Flows decided by producers | Equations | Eq. no |
Investments, X(12), CU/year Dividends, X(13), CU/year | X(12) = U(2) X(13) = U(3) |
Eq. 9.1:1a Eq. 9.1:2a |
Investments, X(4), pmy/year Change in stocks, X(6), pmy/year | X(4) = U(2) X(6) = U(3) | Eq. 9.1:1b Eq. 9.1:2b |
Change in stocks, X(6), pmy/year Dividends, X(13), CU/year | X(6) = U(2) X(13) = U(3) | Eq. 9.1:1c Eq. 9.1:2c |
Work force, X(1), people | X(1) = U(4) U(4) <= Y(1) U(4) <= fWfCp * Y(2)(t) | Eq. 9.1:3 replaces Eq. 5.1:3 |
Work done, X(2), wmy/year | X(2) = U(5) <= whDay/whNom * X(1) | Eq. 9.1:4 replaces Eq. 5.1:4 |
Table 9.1:2. Producer free strategies.
The producers may be interested to invest when the consumption is high or when the stocks are low. The investments can be in more capital of the same kind or in capital with higher productivity. The producers are free to pay the dividends that they choose but it is unlikely that they want to borrow money for paying dividends. The dividends can be assumed to be a fraction less than unity of the gross profits. The producers may borrow money to finance their investments. Let us make some model strategies based on these assumptions.
Assume that the producers want to keep the stocks at a certain level stoAim (pmy). When the stocks are low they invest so that they can reach that level within a time tiStoAim (years). The deficit of the stocks are then stoAim-Y(3) and the necessary flow to fill the stocks is (stoAim-Y(3))/tiStoAim. If the flow already is X(6), then the flow has to be increased by (stoAim-Y(3))/tiStoAim - X(6). If the productivity factor of the capital is fPdWk, the daily working hours whDay and the employment factor of the capital fWfCp, then a certain amount of fixed capital Y(2) is able to produce a product flow of fPdWk * whDay/whNom * fWfCp * Y(2). See equation Eq. 4.2:1 from chapter 4. An increment of the fixed capital by DY(2) during the time tiStoAim that gives the desired increase in production requires the investment flow X(4) is increased by DY(2)/ tiStoAim. We get the equations:
DX(6) = (stoAim-Y(3))/tiStoAim - X(6)(t-Dt) = fPdWk * whDay/whNom * fWfCp * DY(2)

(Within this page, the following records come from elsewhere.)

PR #511, opened 2020-02-27
Support setting `null` to the Replay property

eiriktsarpalis:
Explicitly setting the `PropertyAttribute.Replay` property to `null` is currently broken. This is useful in scenaria where you are using a global constant to define the seed for a suite of property tests.


kurtschelfthout:
Thanks!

DX(4) = X(4) - X(4)(t-Dt) = DY(2)/ tiStoAim or X(4) = X(4)(t-Dt) + DY(2)/ tiStoAim
Strategy equation | Eq. no |
X(4) = X(4)(t-Dt) + [(stoAim-Y(3)(t- Dt))/tiStoAim - X(6)(t-Dt)] /
(fPdWk * whDay/whNom * fWfCp * tiStoAim) | Eq. 9.2:1 |
Table 9.2:1. Investments strategy for automatic adjustment to sales.
This model assumes that decisions are based on the past experience. The increased investments will draw resources from product flow, so the increase in stocks will not be as big as expected. The wear will also increase as the amount of fixed capital increases which in turn require more replacement investments. The investment plans will always be one period old. Of course, the equations can be formulated to include the new unknown flows X(5) and X(6) implicitly, but I judge that it is less realistic with such a forelooking strategy. A more realistic or elaborated investment plan will include cash flow and profit considerations and not only capacity considerations. It will also be combined with a informal (subjective) judgment of the future.

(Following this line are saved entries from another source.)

Issue #421, opened 2018-01-09
Harmonize Config/Configuration/PropertyAttribute


kurtschelfthout:
As noted in #420 we have about a handful of configuration types that have slightly different property names.

As much as possible we should limit the number of different configuration types. At least make all the names the same to avoid confusion.

Also, the basic `Config` type https://github.com/fscheck/FsCheck/blob/master/src/FsCheck/Runner.fs#L39 should become a POCO mutable type - that means we can probably get rid of a few wrappers. And also, F# record types in a public API are basically a big no-no, as they can't be changed without breaking compatibility.

This should happen on the fscheck3 branch, and where possible add/deprecate in v2.

ploeh:
Why do you want to make it mutable?

kurtschelfthout:
> Why do you want to make it mutable?

So we can have just one `Configuration` type that is conveniently usable from both F# and C#.

ploeh:
It doesn't have to be mutable in order to be usable from C#...

kurtschelfthout:
_conveniently_ usable ;) from both langs and easily extensible. I guess you're referring to using optional parameters but that gets unwieldy pretty quickly I think.

ploeh:
No, I wasn't thinking of optional parameters. What you can do in C#, and how I'd design C# APIs even in the absence of F#, would be something like a Fluent Builder API that would enable people to write something like:

```csharp
Configuration.Default.WithMaxTest(1000);
```

The problem with using F# records for public APIs has nothing to do with immutability, but that you can't add constructor overloads with default values. One can address that, however, by not exporting the internal structure of the record:

```fsharp
type Config = private Config of (maxTest : int, maxFail : int (* ... *))
```

(It's possible that I got the details of the syntax wrong; I haven't tried to compile that snippet...

kurtschelfthout:
Yes, hadn't considered that - fluent builder will work. 

The problem I have with record types is that they can't be changed without breaking backwards compatibility, specifically breaking the constructor. There have been various proposals to F# to address that, but they've been consistently rejected.

Afaik you can't make a public record type with a private constructor. 

They are also annoying to use from C#. 

Going forward I want all record types removed from the public API and am banning record types from appearing in the public API.

We can still use record types for the internals if useful.

ploeh:
> Afaik you can't make a public record type with a private constructor.

IIRC, you're right. One can, however, hide them in single-case DUs.

LaurenceJKing:
[...]

PR #517, opened 2020-04-27
Harmonize config

LaurenceJKing:
#421


kurtschelfthout:
Looks like global.json needs a .NET core version bump for AppVeyor:

A compatible installed .NET Core SDK for global.json version [3.1.101] from [C:\projects\fscheck\global.json] was not found
Install the [3.1.101] .NET Core SDK or update [C:\projects\fscheck\global.json] with an installed .NET Core SDK:
  1.1.14 [C:\Program Files\dotnet\sdk]
  2.1.202 [C:\Program Files\dotnet\sdk]
  2.1.805 [C:\Program Files\dotnet\sdk]
  2.2.402 [C:\Program Files\dotnet\sdk]
  3.0.103 [C:\Program Files\dotnet\sdk]
  3.1.201 [C:\Program Files\dotnet\sdk]


3.1.201 is the one to go for here.

src/FsCheck/Runner.fs
```diff
@@ -48,34 +48,74 @@ type ParallelRunConfig =
...
+                ///What to print every time a counter-example is successfully shrunk
+                EveryShrink   : list<obj> -> string 
+                ///The Arbitrary instances on this class will be merged in back to front order, i.e. instances for the same generated type at the front
+                ///of the list will override those at the back. The instances on Arb.Default are always known, and are at the back (so they can always be
+                ///overridden)
+                Arbitrary     : list<Type>
+                ///A custom test runner, e.g. to integrate with a test framework like xUnit or NUnit. 
+                Runner        : IRunner
+                ///If set, inputs for property generation and property evaluation will be run in parallel. 
+                ParallelRunConfig : ParallelRunConfig option
```
kurtschelfthout, line 77: Can you move the docs to the `WithX` methods?

src/FsCheck/Runner.fs
```diff
@@ -48,34 +48,74 @@ type ParallelRunConfig =
...
+                |} with
+                ///Returns the values for the current Config
+                member this.Values =
+                    let values (Config config) = config
+                    this |> values
```
kurtschelfthout, line 82: What's the return type of `Values` - is it effectively Tuple?

kurtschelfthout:
Overall this is looking really good! Thanks for your efforts.

src/FsCheck/Runner.fs
LaurenceJKing: It's an anonymous record. [Anonymous Records](https://docs.microsoft.com/en-us/dotnet/fsharp/language-reference/anonymous-records).

I was torn between exposing the record, or adding value members:
`member private this.Values =
    let values (Config config) = config
    this |> values
member this.MaxTest = this.Values.MaxTest`

kurtschelfthout: Yeah, I'm just not sure if it generates a proper .NET object with properties, or whether it generates a `Tuple` with some metadata for the compiler to hook into. My main concern is that, historically for a record type, adding a new configuration parameter has been a breaking change in the SemVer sense, because effectively that adds a parameter to the ctor of the underlying .NET class F# record types are compiled to. So I'm keen to know whether the actual type (meaning, whatever an anonymous record compiles to) that is being returned here can have new properties added without being a breaking change.

If you don't know this is something that can be dealt with later, but just thought I'd bring it to your attention.

LaurenceJKing: It looks like it compiles to a .Net class rather than a tuple. I have updated this so that the whole record is private and the values are exposed via members. Hopefully that solves the issue?

src/FsCheck/Runner.fs
LaurenceJKing: I've added comments to the WithX methods and moved the comments from the record.

I also noticed that the comments were not being generated for the anonymous record, so I copied the fields (and their comments) into members of Config.

kurtschelfthout:
Thank you very much for this!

The owners of the companies want a return on their investments.
The dividends can be set somewhat arbitrarily but legislation
often restricts how much dividends may be paid. The own capital
of the company has to be at least a certain fraction of the share
capital. There are examples the dividends have been financed by
selling new shares, e.g. the "pyramid" games in Albania
during 1997. As this simple model does not keep track of how much
of the household savings, flow X(10) in figure 5.5:1, that
are invested in shares and how much is borrowed to the companies,
it is not possible to make a very complicated model. Let us simply
assume that the dividends, X(13), are a share of the gross
profits, X(11). A additional restriction may be that the
dividends always are positive. The companies never require dividends
to be paid back. They may ask the owners for more money, but those
money are included in the saving flow, X(10).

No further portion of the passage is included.